Come on now....not judgmental. Like I said....tiny boards=mainstream.


----------



## Tubby Beaver (Jul 16, 2015)

my board is 163 and fits fine in the cube


----------



## Tycho (Nov 17, 2010)

Tubby Beaver said:


> my board is 163 and fits fine in the cube


Sweet, as described above by Tubby Beaver?


----------



## ju87 (Mar 9, 2011)

you'll have to fold down part of the rear seats to get boards in the Fielder, although the 134 would fit in the cargo area with seats up

as for racks, you'll only get pow on the boards and no road grime if you're there during pow season, but during Spring i cannot say


----------



## SGboarder (Jun 24, 2012)

ju87 said:


> you'll have to fold down part of the rear seats to get boards in the Fielder, although the 134 would fit in the cargo area with seats up


Agreed.
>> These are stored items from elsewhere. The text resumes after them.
PR #313, opened 2019-05-16
Fix #273

### LINKED ISSUE #273: Diverging implicit expansion for SchemaFor in Coproducts inside case classes

2chilled:
Fixes #273 by using shapeless.Lazy at the right places.

### DIFF
--- a/.gitignore
+++ b/.gitignore
@@ -21,3 +21,7 @@ credentials.sbt
 *.iml
 
 universe.avro
+
+# metals specific
+.metals
+.bloop
--- a/avro4s-core/src/test/scala/com/sksamuel/avro4s/github/Github273.scala
+++ b/avro4s-core/src/test/scala/com/sksamuel/avro4s/github/Github273.scala
@@ -1,6 +1,6 @@
 package com.sksamuel.avro4s.github
 
-import com.sksamuel.avro4s.{Decoder, Encoder, RecordFormat, SchemaFor}
+import com.sksamuel.avro4s.{Decoder, Encoder, SchemaFor}
 import org.apache.avro.generic.GenericRecord
 import org.apache.avro.Schema
 import org.scalatest.{FunSuite, Matchers}
@@ -14,12 +14,18 @@ class Github273 extends FunSuite with Matchers {
     implicitly[SchemaFor[Coproducts]].schema
     implicitly[SchemaFor[CoproductOfCoproductsField]].schema
     implicitly[SchemaFor[SealedTraitOfSealedTrait]].schema
+    implicitly[SchemaFor[DeeplyNested]].schema
+    implicitly[SchemaFor[MixedClassesAndObjects]].schema
     implicitly[Encoder[Coproducts]]
     implicitly[Encoder[CoproductOfCoproductsField]]
     implicitly[Encoder[SealedTraitOfSealedTrait]]
+    implicitly[Encoder[DeeplyNested]]
+    implicitly[Encoder[MixedClassesAndObjects]]
     implicitly[Decoder[Coproducts]]
     implicitly[Decoder[CoproductOfCoproductsField]]
     implicitly[Decoder[SealedTraitOfSealedTrait]]
+    implicitly[Decoder[MixedClassesAndObjects]]
+    implicitly[Decoder[DeeplyNested]]
   }
 
 }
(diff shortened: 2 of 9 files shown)


2chilled:
@sksamuel Would be nice to have a bugfix release including this patch asap as it's a show stopper for us upgrading to avro4s 2.x.x

2chilled:
Ok, this fails (again) for 2.11. Unfortunately I have zero motivation fixing it. Will release locally.

2chilled:
Addition: Support mixed object and class coproducts.

sksamuel:
This is great. I am also working on an upgrade at the moment.

sksamuel:
You might want to take a look at https://github.com/sksamuel/avro4s/tree/wip/magnolia which is what might become version 3.0. This should have your fixes applied.

sksamuel:
Do you want to try the 3.0 snapshot for 2.11 ?

2chilled:
Pretty busy this weekend, but sure I'll try 3.0 on Monday. Have you checked that something similar to Github273.scala tests is green for 3.0? Is there a plan for 3.0 release somewhere?

sksamuel:
Github273 has it's own unit test
https://github.com/sksamuel/avro4s/blob/master/avro4s-core/src/test/scala/com/sksamuel/avro4s/github/Github273.scala

And is green locally and on travis.

sksamuel:
Master is now 3.0 btw.

sksamuel:
I say that, it's green locally, failed on travis. But it's only because _:+: is not allowed in the avro name. I'll fix that now.

sksamuel:
Green on travis now for 2.11 and 2.22
https://travis-ci.org/sksamuel/avro4s/builds/534123651

2chilled:
Sounds great! Let's forget about 2 and focus on 3 instead 👍

sksamuel:
I've added comments to most outstanding issues. Once I get some feedback that 3.0 is working I will deploy a release candidate. The only issue is recursive schemas, but they didn't work properly in 2.0 either.

2chilled:
Just tried 3.0.0-RC2. Unfortunately Magnolia seems to be in a loop, constantly emitting `magnolia: could not find any direct subtypes of trait CNil` while trying to derive an `Encoder` instance for our ADT. The process eventually terminates with `java.lang.OutOfMemoryError: GC overhead limit exceeded`. This week I don't have much time for providing a minimization of the problem but I'll see what I can do.

2chilled:
@sksamuel Are you sure you want typeclass methods to consume `NamingStrategy` from implicit scope? In my experience, the best compromise is to exclusively mark typeclass instances (no matter if typeclass is algebraically lawful or not) implicit.

sksamuel:
@2chilled I don't know what you mean by that. I need some way of passing `NamingStrategy` to the `ForSchema` macro.

sksamuel:
How did you get on ?

2chilled:
@sksamuel All I'm suggesting is to transform e.g. `def decode(value: Any, schema: Schema)(implicit naming: NamingStrategy = DefaultNamingStrategy): T` to `def decode(value: Any, schema: Schema, naming: NamingStrategy = DefaultNamingStrategy): T` Maybe even get rid of the default value, for the reasons noted [here](http://www.wartremover.org/doc/warts.html) 

For the moment I released the latest 2.x.x (2.12) with my patches on our local repo. I'm hoping to get mentioned 3.x.x issue reproduced by next weekend. Our production ADT is pretty deep with mixed `sealed trait`s and `shapeless.Coproduct`s, should hopefully not be too much work to minimize.

sksamuel:
I don't use wart remover myself so I assume this is the "wart" that you refer to:

```
ImplicitParameter
Implicit parameters as configuration often lead to confusing interfaces and can result in surprising inconsistencies.
```

It doesn't actually explain _why_ it is confusing. But that being said, I will see if I can remove the implicitness of the parameter. I had assumed I needed it to pass into the macro, but maybe I don't.

sksamuel:
I have removed the implicit naming strategy from SchemaFor, Encoder and Decoder. They remain in the "entry" points of AvroSchema, ToRecord and FromRecord. See what you think.

sksamuel:
Closing this as I believe it to be fixed in the 3.0 series and haven't heard otherwise.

I guess you could stick part of the board over the rear seat backs. But realistically you need to fold down 1/3 of the rear seat.



ju87 said:


> as for racks, you'll only get pow on the boards and no road grime if you're there during pow season, but during Spring i cannot say


Depends on where and how far you are going to drive. Commuting around resort(s) should be fine, but if going for >1 hour (eg Chitose to Rusutsu/Niseko) and possibly stuck behind buses/trucks it could get messy.


----------



## Tycho (Nov 17, 2010)

SGboarder said:


> Agreed. I guess you could stick part of the board over the rear seat backs. But realistically you need to fold down 1/3 of the rear seat.
> 
> 
> Depends on where and how far you are going to drive. Commuting around resort(s) should be fine, but if going for >1 hour (eg Chitose to Rusutsu/Niseko) and possibly stuck behind buses/trucks it could get messy.


We'll be doing a fair amount of driving, Niseko to Asahidake and everywhere around in between.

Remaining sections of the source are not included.